PR #4878, opened 2026-09-13
fix(p/FORTIGATE): ask the TLS and HTTP debug settings as yes/no questions in init

cafferata:
While looking into https://github.com/DNSControl/dnscontrol/issues/4381 (the INWX sandbox question in `dnscontrol init` being confusing), FortiGate turned out to have two prompts of the same kind. `insecure_tls` and `debug_http` are on/off settings, but `init` asks for them as free text and only the `?` help explains that the value has to be `true`. The provider compares against `true` (case insensitive), so answering `yes` or `1` silently leaves TLS verification on.

Both settings are now yes/no questions with no as the default. Answering yes writes `"true"`, so the resulting `creds.json` is the same as before.

Before, after typing `?` at the TLS prompt:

• **GOAL OF THE EXERCISE**
Nothing but the lines from the one with "Both settings are" through the last line of the data should appear; print them exactly.

• **EXPECTED OUTPUT**
Both settings are now yes/no questions with no as the default. Answering yes writes `"true"`, so the resulting `creds.json` is the same as before.

Before, after typing `?` at the TLS prompt:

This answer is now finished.